**Problem to work on**
How many of the lines below have the word "chromium" in them? The answer is that number and nothing more.

[Stored data]
★ ★ ★ ★

PR #12446, opened 2021-09-17
HTTP WWW-Authenticate - add scheme and algorithm info

### LINKED ISSUE #12370: HTTP authentication header algorithms as subfeatures?
FF93 starts to support SHA256 in HTTP Authorization (https://bugzilla.mozilla.org/show_bug.cgi?id=472823). Previously only md5 could be used, which is deprecated/obsolete. Docs work tracked in https://github.com/mdn/content/issues/8682

This impacts the supported algorithms in [HTTP Authentication](https://developer.mozilla.org/en-US/docs/Web/HTTP/Authentication) - specifically the algorithms that might be specified in [Authentication](https://developer.mozilla.org/en-US/docs/Web/HTTP/Headers/Authorization) and [WWW-Authenticate](https://developer.mozilla.org/en-US/docs/Web/HTTP/Headers/WWW-Authenticate)

Anyway, the questions here are: 
- should we add the possible authentication mechanisms AND algorithms for the authentication headers as subfeatures?
- Can we please add specs for for the mechanisms (whether or not we do list them out as subfeatures). For example:
  - https://datatracker.ietf.org/doc/html/rfc7616 - HTTP Digest Authorization
  - https://datatracker.ietf.org/doc/html/rfc7617 - Basi

hamishwillee:
[WWW-Authenticate](https://developer.mozilla.org/en-US/docs/Web/HTTP/Headers/WWW-Authenticate) and [Authorization](https://developer.mozilla.org/en-US/docs/Web/HTTP/Headers/Authorization) together are the HTTP headers used in the general [HTTP authentication framework](https://developer.mozilla.org/en-US/docs/Web/HTTP/Authentication). Note, compatibility for these should mirror each other.

Thing is, this is a framework, not a specific implementation. So saying that Firefox or whatever supports this in version X tells you very little. The useful compatibility information is 
- which authentication methods are supported - basic, digest, kerberos etc.
- within some authentication methods, which algorithms are supported.

What I have done here is a draft that attempts to start adding that information. I really don't want to go all the way with this, but I'd like to at least cover the methods supported by Firefox and Chrome, down to algorithm level. Right now this just starts the job for Firefox, since there is not much point me chasing this too far if BCD team disagree with this approach. 

What I know. 
- Firefox supports:  basic, digest (on all platforms), and ntlm and negotiate (kerberos) depending on whether OS support is available ([from here](https://bugzilla.mozilla.org/show_bug.cgi?id=472823#c49))
   - Firefox supports digest authentication with MD5 and SHA256 (from FF93). Not SHA 512.
   - Basic doesn't use any algorithms. 
   - I whether NTLM/negotiate use algorithms that require separate support statements.
- Chrome supports the same set, but it isn't clear what algorithms: https://www.chromium.org/developers/design-documents/http-authentication , and no OS restrictions other than Chrome OS are noted. 
  - Chrome does NOT support SHA256 as of Sept 29 https://bugs.chromium.org/p/chromium/issues/detail?id=1160478 - nothing supports SHA512. 
- In addition to those schemes above [there are more listed here](https://developer.mozilla.org/en-US/docs/Web/HTTP/Authentication#authentication_schemes) - including HOBA, Mutual, Bearer, AWS4-HMAC-SHA256. I propose not to add info about support for those until yet, but people could add that if they knew something was supported.
- Safari itself has no clear statement about what it supports but there is enough info to be sure it does for Basic authentication: https://developer.apple.com/forums/thread/96293 - albeit poorly. No clear info on digest support. If someone had a mac you could test maybe using a method from here https://httpbin.org/#/Auth

Questions
- Is this approach acceptable? Should I keep going?
- The specs are giving me errors. How can I fix this?
- [Authorization](https://developer.mozilla.org/en-US/docs/Web/HTTP/Headers/Authorization) should mirror this. OK to just copy this when we're done? - EDITED. Yes.

Fixes #12370. Actually, it's a draft to help test whether the approach is reasonable.

### DIFF
--- a/http/headers/www-authenticate.json
+++ b/http/headers/www-authenticate.json
@@ -48,6 +48,346 @@
             "standard_track": true,
             "deprecated": false
           }
+        },
+        "Basic": {
+          "__compat": {
+            "description": "<code>Basic</code> authentication",
+            "spec_url": "https://httpwg.org/specs/rfc7617#top",
+            "support": {
+              "chrome": {
+                "version_added": "1"
+              },
+              "chrome_android": {
+                "version_added": true
+              },
+              "edge": {
+                "version_added": "12"
+              },
+              "firefox": {
+                "version_added": "1"
+              },
+              "firefox_android": {
+                "version_added": true
+              },
+              "ie": {
+                "version_added": "1"
+              },
+              "opera": {
+                "version_added": true
+              },
+              "opera_android": {
+                "version_added": true
+              },
+              "safari": {
+                "version_added": null
+              },
+              "safari_ios": {
+                "version_added": null
+              },
+              "samsunginternet_android": {
+                "version_added": true
+              },
+              "webview_android": {
+                "version_added": "37"
+              }
+            },
+            "status": {
+              "experimental": false,
+              "standard_track": true,
+              "deprecated": false
+            }
+          }
+        },
+        "Digest": {
+          "__compat": {
+            "description": "<code>Digest</code> authentication",
+            "spec_url": "https://httpwg.org/specs/rfc7616#top",
+            "support": {
+              "chrome": {
+                "version_added": null
+              },
+              "chrome_android": {
+                "version_added": null
+              },
+              "edge": {
+                "version_added": null
+              },
+              "firefox": {
+                "version_added": true
+              },
+              "firefox_android": {
+                "version_added": true
+              },
+              "ie": {
+                "version_added": null
+              },
+              "opera": {
+                "version_added": null
+              },
+              "opera_android": {
+                "version_added": null
+              },
+              "safari": {
+                "version_added": null
+              },
+              "safari_ios": {
+                "version_added": null
+              },
+              "samsunginternet_android": {
+                "version_added": null
+              },
+              "webview_android": {
+                "version_added": null
+              }
+            },
+            "status": {
+              "experimental": false,
+              "standard_track": true,
+              "deprecated": false
+            }
+          },
+          "SHA-256": {
+            "__compat": {
+              "description": "SHA2-256 digest authentication",
+              "support": {
+                "chrome": {
+                  "version_added": null
+                },
+                "chrome_android": {
+                  "version_added": null
+                },
+                "edge": {
+                  "version_added": null
+                },
+                "firefox": {
+                  "version_added": "93"
+                },
+                "firefox_android": {
+                  "version_added": "93"
+                },
+                "ie": {
+                  "version_added": null
+                },
+                "opera": {
+                  "version_added": null
+                },
+                "opera_android": {
+                  "version_added": null
+                },
+                "safari": {
+                  "version_added": null
+                },
+                "safari_ios": {
+                  "version_added": null
+                },
+                "samsunginternet_android": {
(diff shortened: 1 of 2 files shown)


hamishwillee:
@ddbeck If you could push this to someone that would be great.

ashnicdill:

ddbeck:
> * Is this approach acceptable? Should I keep going?

Yeah, this makes sense. A couple things to keep in mind: `partial_implementation` will probably apply to OS-specific limitations (e.g., some auth supported on Windows but not macOS or what have you). Notes will be needed.

One additional question at the end here, however.

> * The specs are giving me errors. How can I fix this?

The immediate cause of the failures is that URLs are missing fragments, for deep linking to the relevant portion of the spec.

That said, we typically use the https://datatrack.ietf.org/ URLs. And I didn't check whether the linked specs would validate. Also, the URL will need to be in [w3c/browser-specs](https://github.com/w3c/browser-specs) (there's a separate test for that at the end, after you've cleared the schema validation).

> * [Authorization](https://developer.mozilla.org/en-US/docs/Web/HTTP/Headers/Authorization) should mirror this. OK to just copy this when we're done?

I'm not decided on this yet, but why both? On initial reading, I was thinking, should this be on `Authorization` only, as that's the request header? I'm not sure what browsers are obligated to do with `WWW-Authenticate` responses. It might be easier to overlook these features on `WWW-Authenticate` and centralize what we know about browser behavior on `Authorization`. (That said, you're way ahead of me on how this stuff works, so if you say it's relevant to both, I'll defer to that.)

hamishwillee:
@ddbeck OK, I have created https://github.com/w3c/browser-specs/pull/420 to add specs for the https://www.rfc-editor.org/ cases.

Also created https://github.com/w3c/browser-specs/pull/421 for the Microsoft spec for [NTLM authentication](https://docs.microsoft.com/en-us/windows/win32/secauthn/microsoft-ntlm). Let's see how that goes.

http/headers/www-authenticate.json
```diff
@@ -48,6 +48,346 @@
...
+              "experimental": false,
+              "standard_track": true,
+              "deprecated": false
+            }
+          }
+        },
+        "NTLM": {
+          "__compat": {
+            "description": "<code>NTLM</code> authentication",
+            "spec_url": "https://docs.microsoft.com/en-us/openspecs/windows_protocols/ms-ntht/#published-version",
```
ddbeck, line 346: OK, it looks like we need to omit this here. See https://github.com/mdn/browser-compat-data/pull/13383#issuecomment-971825712.

We can still link to this spec from the MDN page if you like (e.g., from the specification section or see also section), but it's probably best to highlight that it's not a standard, exactly.

```suggestion
```

ddbeck (changes requested):

hamishwillee:
@ddbeck Happy days. NTLM spec removed and I have mirrored the WWW-authenticate to the Authorization header (changing the main spec url only).

Should be good to merge. 
After that, I'll update https://developer.mozilla.org/en-US/docs/Web/HTTP/Headers/Authorization to use the spec_url.

ddbeck (approved):
Thank you! 🎉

★ ★ ★ ★

**Written solution**
2